The increasingly extreme, unpredictable, and erratic weather continue to take their toll on Africa, putting particular pressure on the continent’s economic engine, agriculture. From severe cyclones in Malawi, Mozambique and Zimbabwe three years ago, to ravaging desert locusts at the Horn of Africa, the impacts of climate change are getting worse every year.
Since the beginning of 2020, East Africa has experienced enormous infestations of desert locusts worsening food insecurity in the region. The invasion in Kenya was the worst seen in 70 years according to the UN’s Food and Agricultural Organisation. High rainfall levels recorded in the East Africa region in March and April, 2020 created favourable conditions for locust breeding.

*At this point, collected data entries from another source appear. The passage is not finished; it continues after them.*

Issue #1546, opened 2021-04-30
Options to include or exclude LinqExpressions on LinqMutator


leonardosimoura:
**Is your feature request related to a problem? Please describe.**
Options to include or exclude LinqExpressions on LinqMutator. Ex. Not run FirstOrDefault mutations

**Describe the solution you'd like**
A additional parameter to configure

**Describe alternatives you've considered**
I tried the mutate example !MyFolder/MyService.cs{10..100} but it ignore logic inside some linq methods ( example ( First(f => f.Amount > 10)  where f.Amount > 10 is ignored to

**Additional context**
I trying to run stryker againt a big project and if we can choose when to enabled some of linq mutations will help us to focus on the core logic.

richardwerkman:
I'm curious why you want to exclude FirstOrDefault mutations. If you think the mutation is irrelevant we could make this issue about that. It is a very hard mutation to kill so I do understand your issue with it.

I was thinking about moving that mutation to a higher mutation level. So that some linq mutations will be turned on by default and some only if you increase the mutation level.

leonardosimoura:
The ideia is just disable them temporarily so is possible to focus on other mutations first.
Think in a project with half of its mutations as Linq mutations, but for the bussiness team  the most impotant mutations are others mutations and only a few linq mutations.

Sorry but i made the PR #1660  before read this,
I like the ideia to filter the expressions based on mutation level.
I created a ExcludeLinqExpressionFilter is possible to use it to apply some rules
What you think about something like:
**Basic:** Any, Count,
**Standard:**  Min, Max, Sum, Average,
**Advanced:**  OrderBy, OrderByDescending, FirstOrDefault, First, SingleOrDefault, Single, Last, All, Skip, Take, SkipWhile, TakeWhile, ThenBy, ThenByDescending,
**Complete:** All Expressions

richardwerkman:
What about?
Basic: Any, Count, All
Standard: Min, Max, Sum, Average, OrderBy, OrderByDescending, First, Single, Last,
Advanced: Skip, Take, SkipWhile, TakeWhile, ThenBy, ThenByDescending,
Complete: All Expressions

I think order of items is very important to test. So it should be enabled standard. This means OrderBy but also First and Last as they are ordering as well. But they won't be mutated to FirstOrDefault. We can do that in complete.

rouke-broersma:
Perhaps this should be a separate issue

leonardosimoura:
[...]

PR #1273, opened 2020-10-23
feat: Rework how stryker consumes options

rouke-broersma:
Fixes #578 

### Overview of options migration progress:
https://docs.google.com/spreadsheets/d/1fyKeqWhROup1yxZLqeQ5OV5bOSV5hej1eNKiH7lVRBU/edit?usp=sharing

- [x] Add unit tests
- [ ] Check docs
- [ ] Review comments
- [ ] Fix integration test and stryker stryker-config files
- [ ] Manual test all options
- [ ] Prepare migration guide
- [ ] Prepare blog post for migration guide

PR #1547, opened 2021-04-30
Options to include or exclude LinqExpressions on LinqMutator

leonardosimoura:
PR for #1546

### DIFF
--- a/src/Stryker.CLI/Stryker.CLI.UnitTest/ConfigFileTests.cs
+++ b/src/Stryker.CLI/Stryker.CLI.UnitTest/ConfigFileTests.cs
@@ -1,4 +1,4 @@
-﻿using DotNet.Globbing;
+using DotNet.Globbing;
 using Microsoft.CodeAnalysis.Text;
 using Moq;
 using Serilog.Events;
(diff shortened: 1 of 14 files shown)


rouke-broersma:
Hi @leonardosimoura 👋 

We are currently reworking all options in #1273 
I don't think we will want an option like this to be a commandline option (so config file only) in the new design. We will take a look at your pull request when we are done reworking all the options infrastructure. We will implement the needed changes to the options at that time. Hope that's alright with you.

leonardosimoura:
Hi @rouke-broersma 

It's OK,  i will follow the #1273 for new updates
Thanks for the attention

richardwerkman:
@leonardosimoura just a heads up, #1273 has been merged so you can update your PR with our new options.

I do have a note though. I'd rather have this not a new option. We could add it to the current option like this:
``` json
{
  "stryker-config": {
    "ignore-mutations": [
      "string",
      "linq.FirstOrDefault"
    ]
}
```
this option is already config file only like @rouke-broersma described. 

And some other remarks:
We have a mechanism to filter mutations without changing the mutator like you did. In the folder `MutationFilters` you can find some [examples](https://github.com/stryker-mutator/stryker-net/blob/v1.0/src/Stryker.Core/Stryker.Core/MutantFilters/ExcludeMutationMutantFilter.cs). If you need help working with the new options or the mutant filters please let us know. We are happy to help.

richardwerkman:
I've created #1656 for some guidance.

leonardosimoura:
Hi @richardwerkman  thanks for attention.
I will abandon this PR, refactor the solution and open a new PR.

PR #1550, opened 2021-05-02
Feature: Added --filter option to VsTestConsoleWrapper

corentinaltepe:
This PR is a work in progress and is clearly not ready for review. However, I need help. I am stuck with the problem described below.

Contributes to #420.
This PR depends on #1542 and #1273 which will need both to be merged first. Then this PR will be updated before ready for final review.

### Progress
As suggested by @rouke-broersma:
- [ ] user passes filter to stryker as an option according to new standard: #1273 (wait for the PR to be merged).
- [ ] filter gets used to filter the discovered tests in the initial testrun
- [ ] filter gets used to filter the executed tests during coverage analysis (all modes), this effectively filters the used tests
- [ ] if coverage analysis is turned off, the filter still needs to be applied because coverage analysis did not perform the filtering for us

### Problem
tl;dr: vstest.console.exe applied `/TestCaseFilter:` option works just fine, but the `VsTestConsoleWrapper` does not.

@dupdob: since you so kindly offered support in #420, may I ask your help here. I'm kinda stuck on this issue and running out of ideas.

I re-used a `xUnit` test project `Utils.Test.csproj` containing two dummy tests:
- `Utils.Test.MathTest.Ceiling` with category `unit`
- `Utils.Test.MathTest.Floor` with category `integration`

I managed to properly list and filter them with `dotnet test` and `vstest.console.exe` using either `--filter Category=unit` or `/TestCaseFiler:Category=unit` options.

```bash
"C:\Users\Corentin\.nuget\packages\microsoft.testplatform.portable\16.9.4\tools\net451\vstest.console.exe" -lt /TestCaseFilter:Category=unit C:\Users\Corentin\source\repos\ConteneurWeb\Tests\Common\Utils.Test\bin\Debug\net5.0\Utils.Test.dll
Microsoft (R) Test Execution Command Line Tool Version 16.9.4
Copyright (c) Microsoft Corporation.  All rights reserved.

The following Tests are available:
[xUnit.net 00:00:00.00] xUnit.net VSTest Adapter v2.4.3+1b45f5407b (64-bit .NET 5.0.5)
[xUnit.net 00:00:00.33]   Discovering: Utils.Test
[xUnit.net 00:00:00.38]   Discovered:  Utils.Test
    Utils.Test.MathTest.Ceiling
```

[...]

PR #1542, opened 2021-04-28
Refactor test and coverage logic

dupdob:
This PR improves on the existing test and coverage logic on several front:

- [x] **Drastically reduce the memory pressure**  during testing phase thanks to the suppression of several wrapping classes. This results in a slight performance increase for large projects
- [x] **Improve support for dynamic test cases** (i.e. using `TestCaseSource` attribute) thanks to extensive testing of xUnit and NUnit behaviour. This should fixes several issues related to those as well as increase Stryker accuracy and efficiency.
- [x] **Improve support for test cases providing multiple results**. This should fix potential bus with those (mostly false negative, i.e. mutants flagged as survivor while they should be killed by some test).
- [x] **Improved timeout computation** based on the list of tests to executes (vs reusing the default test time as before). The current logic is: fix/initialization time + sum of the run time of the tests (as established during initial test run), which then goes through the computation logic. the fix/initialization time is estimated by subtracting the sum of test times to the initial run time. 
- [x] **tolerate failing tests** in the initial test run (i.e. with the non mutated assembly).

see #1476 
Other changes and details
- remove `DotNetTestRunner` code
- remove named pipes and related classes
- tests failing at initial run:
  -  Stryker now tolerates up to 10% of failed tests during initial test run. This is an arbitrary decision that can easily be changed, but I felt having a threshold was sensible
  - _'failing tests'_ are still run during mutation tests and **considered as successful**
  - corollary : a mutant covered only by _'failing tests'_ is flagged as _Survived_. It could have been flagged as 'No Coverage' but I felt user will be surprised by this
- I refactored the backup/restore of the assembly so that the same class (`ProjectInfo`) was in charge of both backup AND restore
- the `MutationInput` class now hosts an `ITimeoutValueCalculator' and the results of the initial Testrun. Several method signatures, interfaces and test have been refactored as a consequence
- the `Mutant` class no longer stores complete description of the covering tests, only the test ids, for efficiency reason. As a consequence, I had to slight change the MutantFilter class so the `DiffMutantFilter` still support changed test source files
- several tests have been added to cover testcases with multiple test results
- Stryker now detects when mutation are executed outside normal test run (usually before the test case starts). Those mutations are marked to be run against all tests as a precaution; we may adopt a finer strategy at later time
- Stryker's data collector set the correct mutant ID when each test starts, except when there is only one mutant to test in the while session. Then the mutation ID is set at the beginning of the test session. This is required for mutation appearing outside tests
[...]

Issue #420, opened 2019-03-22
Feature request: Support for test filters


kwlin:
It would be nice to provide a way which tests should be executed within stryker-mutator like: https://docs.microsoft.com/en-us/dotnet/core/testing/selective-unit-tests 

Just to prevent (integration/long running)tests will be executed during a stryker run.

richardwerkman:
This could potentially conflict with our new feature #388. We have to use the filter there too. If we have a way of combining the users filter with our own filters this would be a nice improvement!

rubberduck203:
We heavily use test categories and filters to specify which tests can be run without external hardware connected.
Without a way to filter out tests that won't pass without that hardware, we can't really leverage this great tool.
Is there another option for filtering?

richardwerkman:
@rubberduck203 I guess there is a way. When you enable coverage analyse `dotnet stryker --coverage-analysis perTest` stryker automatically filters out test cases that are not hit by any tests.

So if you enable test coverage you should be able to run stryker on your project! You might have to exclude some files to make sure that the hardware tests won't run.

jnyrup:
It would be nice to have this filtering performed before coverage analysis.
Especially when  coverage analysis cannot filter out tests due to
```
WRN: Each mutant will be tested against XXX because we can't get coverage info for test case generated at run time
```

I assume this could both speed up the initial test run and the mutation test runs.

Mobrockers:
We are open to pull requests to enable custom test case filtering as long as this works alongside coverage analysis.

corentinaltepe:
I would be very interested in implementing such feature. I'm unfamiliar with the code base. Would anyone have pointers to how to get started, which classes the option is likely to be added, what implementation you think would work? Thanks.

rouke-broersma:
> I would be very interested in implementing such feature. I'm unfamiliar with the code base. Would anyone have pointers to how to get started, which classes the option is likely to be added, what implementation you think would work? Thanks.

We execute the tests using vstest here: https://github.com/stryker-mutator/stryker-net/blob/v1.0/src/Stryker.Core/Stryker.Core/TestRunners/VsTest/VsTestRunner.cs

This class also does test discovery. It's been a while since I touched this but I think the flow would generally be as follows:

1. user passes filter to stryker as an option according to new standard: https://github.com/stryker-mutator/stryker-net/pull/1273
2. filter gets used to filter the discovered tests in the initial testrun
[...]

PR #1557, opened 2021-05-09
Feature: Added --filter option to VsTestConsoleWrapper

corentinaltepe:
This PR is a work in progress.

Contributes to #420.

This PR depends on #1542 and #1273 which will need both to be merged first. Then this PR should be updated before ready for final review. It replaces #1550 by branching off v1.0 for an easier review of the changes.

### Progress
- [ ] user passes filter to stryker as an option according to new standard: #1273 (wait for the PR to be merged). In the meantime, I hardcoded a dummy test case fitler as `Category=unit` to fit my use case.
- [X] filter gets used to filter the discovered tests in the initial testrun
- [X] filter gets used to filter the executed tests during coverage analysis (all modes), this effectively filters the used tests
- [ ] if coverage analysis is turned off, the filter still needs to be applied because coverage analysis did not perform the filtering for us

### Comments
Your feedback is welcome. I have made other unrelated, opinionated changes that I would gladly reverse if they don't fit here: 
- allowed overwriting `.stryker-unchanged` file when moving it. The file is created when running stryker-cli but not removed if the CLI crashes, preventing the next run of the CLI if overwriting is not allowed.
- line returns on Linq expressions for better readability

VsTestConsole behavior around `TestCaseFilter` option is... strange. Passing in a `new TestPlatformOptions { TestCaseFilter = _options.TestCaseFilter }` argument to vsTestConsole when discovering tests has no effect. We must pass the option as a runsettings XML configuration, as suggested by @rouke-broersma. But the runsettings XML config has no effect when running the tests, we must then use the `TestPlatformOptions`.

Please find attached the logs (trace level) of a run of Stryker in a very small test project (2 tests, with a different category, a single test matches the Category=unit option). 
[logs.zip](https://github.com/stryker-mutator/stryker-net/files/6447293/logs.zip)

### What's Next

Where do you suggest we write tests for that option? Should we wait for #1273 to be complete first?
Are there cases I forgot to cover? I only ran stryker on my limited test project, on xUnit.

Thank you!

### DIFF
--- a/src/Stryker.Core/Stryker.Core/MutationTest/CsharpMutationProcess.cs
+++ b/src/Stryker.Core/Stryker.Core/MutationTest/CsharpMutationProcess.cs
@@ -11,7 +11,6 @@ using Stryker.Core.MutantFilters;
 using Stryker.Core.Mutants;
 using Stryker.Core.Options;
 using Stryker.Core.ProjectComponents;
-using Stryker.Core.Reporters;
 
 namespace Stryker.Core.MutationTest
 {
@@ -84,9 +83,9 @@ namespace Stryker.Core.MutationTest
                 }
                 if (_fileSystem.File.Exists(injectionPath))
                 {
-                    _fileSystem.File.Move(injectionPath, injectionPath + ".stryker-unchanged");
+                    _fileSystem.File.Move(injectionPath, injectionPath + ".stryker-unchanged", overwrite: true);
                 }
-                
+
                 // inject the mutated Assembly into the test project
                 using var fs = _fileSystem.File.Create(injectionPath);
                 ms.Position = 0;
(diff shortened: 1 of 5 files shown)


rouke-broersma:
@corentinaltepe so sorry this took so long! If you are still around and interested to finish this feature it would be much appreciated! Otherwise let us know and we will try to finish this PR for you.

corentinaltepe:
@rouke-broersma not a problem. Thank you for getting back to this PR. I'm sorry but I won't be available in the next few weeks. Then, I could start back where I left off. In the meantime, I'm totally okay if you decide to carry on. 

My understanding is this change had dependencies on major refactoring of the options, prior to releasing v1. I'll have to check the status on that before resuming. I might need help designing appropriate unit/integration tests. I'll get in touch in slack. Thank you!

corentinaltepe:
Closing in favor of #1669.

Issue #1570, opened 2021-05-21
Offer source level fine grained control of mutations and mutators


dupdob:
**Is your feature request related to a problem? Please describe.**
Controlling mutations and mutators within the tested project source code for fine grained control.
Proposed syntax looks like this
```csharp
// Stryker disable once all : Mutation has been reviewed and cannot be killed
```

Somer users want to keep their mutation coverage at 100%. But Stryker.Net may generates mutation that cannot be killed due to some external dependencies or (user project) internal design choices.
Users looking for 100% coverage want to be able to review those mutations and somehow mark them as to be ignored.
From a practical perspective, the best place to flag those mutations as to be ignored is within the source code itself, using 
single line comments to give instructions

**Describe the solution you'd like**
I also like the syntax. But it is somewhat different from the JS proposal (`next` which does not really makes to me).
Assuming this difference an issue, I think I could implement this, here are the envisioned specs:

- [ ] works on whole statements at minimum: this is due to how Roslyn attaches comments and code. Will do finer grained control (e.g. expression) if possible, but not a priority
- [ ] works on unitary/automatic scope as a priority, manually defined scope (i.e using `disable` and `restore`) is a secondary objective. This derives from the assumption this feature should be used sparingly and not in broad strokes.
- [ ] mutations will still be generated but will be flagged as ignored. First implementations may simply skip generating mutations. Remark: skipping mutating altogether may provide a workaround for when a mutator triggers an exception blocking all usage of Stryker  ⇒ we need to choose which behavior we want.
- [ ] works at statement, block or declaration level. The rule then apply to the attached scope. eg
```csharp
{
  // Stryker disable once all
  int x = 2+2;
  int y = x+3;
}
```
 ⇒ disable mutation for `int x = 2+2;` 
 ```csharp
// Stryker disable once all
{
  int x = 2+2;
  int y = x+3;
}
```
 ⇒ disable mutation for both lines
 - [ ] manual defined scope (i.e using `disable` and `restore`) does not work across scope (i.e. you cannot disable mutations in one method and reenable it somewhere in the next method). This is due to the tree parsing logic we use which makes this needlessly difficult to implement; plus it should be used sparingly
 - [ ] full comment syntax should be
    `// Stryker [disable[| once]|restore] [all|mutator1[|,mutator2...]][| : reason for disabling]`
[...]

PR #1583, opened 2021-05-30
Add fine grained control for mutators at source level.

dupdob:
Implements #1570.

Allow users to disable specific mutators for specific source lines/scopes thanks via source comments.
Impact mutants are still generated but flagged as ignored.
The general comment form is:
```// Stryker [disable|restore][once][all| mutator list][: reason for disabling]``` where
* **disable**: disable some or all mutators. This action is valid until:
  * end of scope (i.e. closing brackets
  * explicit _enable_comment
* **restore**: re enable some or all previously disabled mutators. Note: 
  * this does not override overall Stryker settings, one cannot enable a mutator disabled through general settings. 
  * no error is generated if one enables a mutator not disabled by an earlier comment
*  **once**: the action is limited to the following statement or expression. Valid both disable or enable
* **all**: action is for every mutator
* **mutator list**: comma separated list of mutators. you must use the mutator name, not is description. E.g.: ```arithmetic, statement```
*  **reason for disabling**: comment that will used as status detail for why the mutation has been ignored.

Also, this PR implement the needed refactoring for parsing classes: mutation scope and injection management is consistent with parsing. As such there is no longer the risk of having a mutation 'leaking' to next method/property as before. This allowed significant simplification of existing orchestrators and the removal of the `ForStatementOrchestrator`. As a side effect, mutation numbering may be altered.

### CODE REVIEW

File: src/Stryker.Core/Stryker.Core/Helpers/RoslynHelper.cs [hunk 1]
```diff
@@ -9,10 +9,14 @@ namespace Stryker.Core.Helpers
...
-        // gets the return type of a method (incl. constructor, destructor...)
-        public static TypeSyntax ReturnType(this BaseMethodDeclarationSyntax baseMethod)
-        {
-            return baseMethod switch
+
+        /// <summary>
+        /// gets the return type of a method (incl. constructor, destructor...)
+        /// </summary>
+        /// <param name="baseMethod">method to analyze</param>
+        /// <returns>method returns type. Null if this not rele</returns>
```
psfinaki, line 17:
```suggestion
        /// <returns>method returns type. Null if this not relevant</returns>
```

src/Stryker.Core/Stryker.Core/Helpers/RoslynHelper.cs
```diff
@@ -9,10 +9,14 @@ namespace Stryker.Core.Helpers
 {
     internal static class RoslynHelper
     {
-        // gets the return type of a method (incl. constructor, destructor...)
-        public static TypeSyntax ReturnType(this BaseMethodDeclarationSyntax baseMethod)
-        {
-            return baseMethod switch
+
+        /// <summary>
+        /// gets the return type of a method (incl. constructor, destructor...)
```
psfinaki, line 14:
```suggestion
        /// Gets the return type of a method (incl. constructor, destructor...)
```

src/Stryker.Core/Stryker.Core/Helpers/RoslynHelper.cs
```diff
@@ -21,31 +25,44 @@ public static TypeSyntax ReturnType(this BaseMethodDeclarationSyntax baseMethod)
...
-        }
+        /// <summary>
+        /// Checks if an accessor is a getter and needs to end with a return
+        /// </summary>
+        /// <param name="baseMethod"></param>
+        /// <returns>true if this is a getter</returns>
+        public static bool NeedsReturn(this AccessorDeclarationSyntax baseMethod) =>
+            baseMethod.Keyword.Text == "get";
 
+        /// <summary>
```
psfinaki, line 59: Not the most helpful doc

src/Stryker.Core/Stryker.Core/Mutants/NodeOrchestrators/ExpressionSpecificOrchestrator.cs
```diff
@@ -1,45 +1,27 @@
...
-using System.Linq;
+using System.Collections.Generic;
 using Microsoft.CodeAnalysis.CSharp.Syntax;
 using Stryker.Core.Helpers;
 
 namespace Stryker.Core.Mutants.NodeOrchestrators
 {
     /// <summary>
-    /// Handles expressions and sub expressions.
+    /// Orchestrate mutations for expressions (and sub expressions-.
```
psfinaki, line 8:
```suggestion
    /// Orchestrate mutations for expressions (and sub expressions).
```

psfinaki (commented):
A few small suggestions below.

Also, more general points:
1) So is it enable or restore? The PR desc mentions the former, the code uses the latter. I like `restore` more.
2) Do I get it right that `reason for disabling` is optional? If so, maybe it shouldn't be?
3) I feel the whole `once` thing is a bit superfluous - it adds unnecessary complexity here and AFAIU the same behavior can be easily achieved with `disable`+`restore` pairs. But if you really want to keep it for some reason, please add related tests, I was unable to understand `once` usage from going through existing ones.

src/Stryker.Core/Stryker.Core/Mutants/NodeOrchestrators/ExpressionSpecificOrchestrator.cs
dupdob: done, thanks

src/Stryker.Core/Stryker.Core/Helpers/RoslynHelper.cs
dupdob: Thanks. Finished documenting all helpers.

dupdob:
Thanks for your review comments. Quick answers to your questions:
1. 'restore' is the proper term, as per discussion #1503. Just a slip here, as I ave a bias for enable/disable
2. as for now, it is optional. There is an automatic comment provided if none is given. There is no technical obstacle making it mandatory, I suggest we use the issues to this discuss this matter with other to reach a consensus.
3. To be honest, _once_ is what I need, as I plan to disable some specific mutations. Using disable/restore pair is cumbersome just for one line. Stryker-js proposed a similar approach using _next_. And the added complexity is handled by a single conditional operator, it was _diable/restore_ that required significant effort 😀.

psfinaki:
Alright, thanks for the explanations. Makes sense, though now I don't completely understand why we need all this disable/restore thing, AFAIU we could get by with `disable once` for specific lines and `ignore-methods` options for blocks. But I guess that was probably already discussed somewhere :)

dupdob:
Hi, as far as I understand the situation, there is nothing left to discuss on this PR, or is there any topics that blocks its merge

rouke-broersma:
Hi @dupdob I haven't had time to review so that's why I haven't merged

src/Stryker.Core/Stryker.Core/Mutants/CsharpMutantOrchestrator.cs
```diff
@@ -108,12 +97,14 @@ public IEnumerable<Mutant> GenerateMutationsForNode(SyntaxNode current, Mutation
                     var id = MutantCount;
                     Logger.LogDebug("Mutant {0} created {1} -> {2} using {3}", id, mutation.OriginalNode,
                         mutation.ReplacementNode, mutator.GetType());
+                    var mutantIgnored = context.FilteredMutators!= null &&  context.FilteredMutators.Contains(mutation.Type);
```
rouke-broersma, line 100:
```suggestion
                    var mutantIgnored = context.FilteredMutators?.Contains(mutation.Type) ?? false;
```

src/Stryker.Core/Stryker.Core/Mutants/MutationContext.cs
```diff
@@ -30,59 +22,76 @@ public MutationContext(CsharpMutantOrchestrator mutantOrchestrator)
...
-                foreach (var mutant in BlockLevelControlledMutations.Union(StatementLevelControlledMutations))
-                {
-                    mutant.ResultStatus = MutantStatus.CompileError;
-                    mutant.ResultStatusReason = "Stryker was not able to inject mutation in code.";
-                }
-                BlockLevelControlledMutations.Clear();
-                StatementLevelControlledMutations.Clear();
+                result.FilteredMutators = filteredMutators;
+            }
+            else if (result.FilteredMutators != null)
```
rouke-broersma, line 72:
```suggestion
            else if (result.FilteredMutators is not null)
```

All these fancy new csharp9 features but no is not null pattern? ;)

src/Stryker.Core/Stryker.Core/Mutants/MutationStore.cs
```diff
@@ -0,0 +1,125 @@
...
+                        StoreMutations(mutations, MutationControl.Block);
+                        return;
+                    }
+                    _statementMutants.Peek().AddRange(mutations);
+                    break;
+                case MutationControl.Block:
+                    if (_blockMutants.Count == 0)
+                    {
+                        // we have mutations that are going to be lost
+                        _logger.LogInformation($"{mutations.Count()} were generated but could not be injected as they cannot be controlled dynamically.");
```
rouke-broersma, line 59: I don't think the user will understand what's happening here based on the message. Informational logging should imo be obvious or explicit about why the user should care about this. Does it cause inconsistency? Should the user care? Can the user do something about this?

src/Stryker.Core/Stryker.Core/Mutants/NodeOrchestrators/NodeSpecificOrchestrator.cs
```diff
@@ -89,35 +94,94 @@ protected NodeSpecificOrchestrator(CsharpMutantOrchestrator mutantOrchestrator)
...
+        protected virtual MutationContext PrepareContext(TNode node, MutationContext context)
+        {
+            foreach (var commentTrivia in node.GetLeadingTrivia().Where(t => t.IsKind(SyntaxKind.SingleLineCommentTrivia) || t.IsKind(SyntaxKind.MultiLineCommentTrivia)).Select(t => t.ToString()))
+            {
+                // perform a quick pattern check to see if it is a 'Stryker comment'
+                if (!Pattern.Match(commentTrivia).Success)
+                {
+                    continue;
+                }
+                var match = Parser.Match(commentTrivia);
```
rouke-broersma, line 111: I'm not very familiar with Regex performance. Does it actually save anything to first do a quick match before the full match?

src/Stryker.Core/Stryker.Core/Mutants/NodeOrchestrators/NodeSpecificOrchestrator.cs
```diff
@@ -89,35 +94,94 @@ protected NodeSpecificOrchestrator(CsharpMutantOrchestrator mutantOrchestrator)
...
+                if (match.Success)
+                {
+                    // this is a Stryker comments, now we parse it
+                    bool mode;
```
rouke-broersma, line 115: Mode does not feel like a bool value to me. Perhaps call it 'disable' or 'restore' or make it an Enum (we might have more modes in the future?)

src/Stryker.Core/Stryker.Core/Mutants/NodeOrchestrators/NodeSpecificOrchestrator.cs
```diff
@@ -89,35 +94,94 @@ protected NodeSpecificOrchestrator(CsharpMutantOrchestrator mutantOrchestrator)
...
+                    // get the ignore comment
+                    var comment = match.Groups[4].Value?.Trim();
+                    if (string.IsNullOrEmpty(comment))
+                    {
+                        comment = "Ignored via Stryker comment.";
+                    }
+                    switch (match.Groups[1].Value.ToLower())
```
rouke-broersma, line 122: Perhaps it would be good to name these magic numbers

```suggestion
const int modeKey = 1;
const int mutatorsKey = 3;
                    switch (match.Groups[modeKey].Value.ToLower())
```

src/Stryker.Core/Stryker.Core/Mutants/NodeOrchestrators/NodeSpecificOrchestrator.cs
```diff
@@ -89,35 +94,94 @@ protected NodeSpecificOrchestrator(CsharpMutantOrchestrator mutantOrchestrator)
...
+                        filteredMutators = new Mutator[labels.Length];
+                        for (var i = 0; i < labels.Length; i++)
+                        {
+                            if (Enum.TryParse<Mutator>(labels[i], true, out var value))
+                            {
+                                filteredMutators[i] = value;
+                            }
+                            else
+                            {
+                                _logger.LogWarning(
```
rouke-broersma, line 150: I think this can be an error logging

src/Stryker.Core/Stryker.Core/Mutants/NodeOrchestrators/NodeSpecificOrchestrator.cs
```diff
@@ -89,35 +94,94 @@ protected NodeSpecificOrchestrator(CsharpMutantOrchestrator mutantOrchestrator)
...
+                            }
+                        }
+                    }
+
+                    context = context.FilterMutators(mode, filteredMutators, match.Groups[2].Value.ToLower() == "once", comment);
+                    break;
+                }
+
+                _logger.LogWarning($"Invalid Stryker comments at {node.GetLocation().GetMappedLineSpan().StartLinePosition}, {node.SyntaxTree.FilePath}.");
+            }return context;
```
rouke-broersma, line 161:
```suggestion
            }
            
            return context;
```

src/Stryker.Core/Stryker.Core/Mutants/NodeOrchestrators/NodeSpecificOrchestrator.cs
```diff
@@ -89,35 +94,94 @@ protected NodeSpecificOrchestrator(CsharpMutantOrchestrator mutantOrchestrator)
...
+                var match = Parser.Match(commentTrivia);
+                if (match.Success)
+                {
+                    // this is a Stryker comments, now we parse it
+                    bool mode;
+                    // get the ignore comment
+                    var comment = match.Groups[4].Value?.Trim();
+                    if (string.IsNullOrEmpty(comment))
+                    {
+                        comment = "Ignored via Stryker comment.";
```
rouke-broersma, line 120:
```suggestion
                        comment = "Ignored via source code comment.";
```

rouke-broersma (approved):
Looks very good overall! Tested all options and all working. Only some small comments here and there.

src/Stryker.Core/Stryker.Core/Mutants/MutationStore.cs
dupdob: Agreed, changed to LogDebug

src/Stryker.Core/Stryker.Core/Mutants/NodeOrchestrators/NodeSpecificOrchestrator.cs
dupdob: This is not related to performance. This first regex is used to recognize special comments so we can raise an error to the user if there is an error in the comment syntax. 
Check could be made the other way around : check the complex first, then the simple one, but it would mean testing twice each regular comment.

src/Stryker.Core/Stryker.Core/Mutants/NodeOrchestrators/NodeSpecificOrchestrator.cs
dupdob: agreed, switched to `disable`

src/Stryker.Core/Stryker.Core/Mutants/NodeOrchestrators/NodeSpecificOrchestrator.cs
dupdob: done. Completed the list with the `commentGroup`

src/Stryker.Core/Stryker.Core/Mutants/NodeOrchestrators/NodeSpecificOrchestrator.cs
dupdob: done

The continent faces unique and disproportionate challenges, according to the UN Intergovernmental Panel on Climate Change (IPCC) 4th and 5th Assessment reports, and the first and second Africa Adaptation Gap reports, published between 2007 and 2020. The most recent 6th IPCC report on physical science shows that emissions from human activities have led to a rise of approximately 1.1°C.
“Exposure to multiple and compound climate-related risks is projected to increase between 1.5°C and 2°C of global warming with greater proportions of people exposed in Africa and Asia,” according to the report. Rising surface temperatures have been higher in Africa than the global average with marine heat waves to rise across the continent, the report says. The report emphasizes that climate change will continue affecting all regions of the world, southern Africa included.
“These effects centre on the physical and the socioeconomic losses relating to climate change,” said Richard Munang, Africa Regional Climate Change Coordinator at the UN Environment Programme (UNEP).
While Africa is responsible for only 2 to 3% of global emissions, it is one of the most vulnerable regions with disproportionate impacts from climate change. For example, some parts of Africa are already heating up twice as fast as the rest of the world.
In a study published in Environmental Science, researchers found that agriculture in Africa is vulnerable to climate change due to its over-reliance on rain, coupled with limited access to of technology. “The majority of Africa’s farmers work on a small-scale or subsistence level and have few financial resources, limited access to infrastructure, and disparate access to information,” says lead author Laura Pereira.
A 2019 analysis by the IPCC shows that the continent has lost up to about 40% of its potential crop production due to climate change. Findings from a study published last year suggest Ethiopia may face significant volatility in coffee yields, while Mozambique may suffer greater volatility in maize production by 2030. In Mwea town, which produces up to 80% of Kenya’s rice, farmers lose an average of 50kg of rice each, whenever there is a heavy downpour.
Munang advocates measures to improve agricultural yields, such as Cameroon smallholder cassava farmers increasing yields by up to 25%, through integration of agro-forestry that stabilises soils to reduce erosion.
Mzime Ndebele-Murisa, an ecologist and researcher from the Department of Freshwater and Fishery Sciences Chinhoyi University of Technology in Zimbabwe, says “the way forward therefore is through adaptation and mitigation strategies so that the impacts can be reduced and resilience is strengthened.”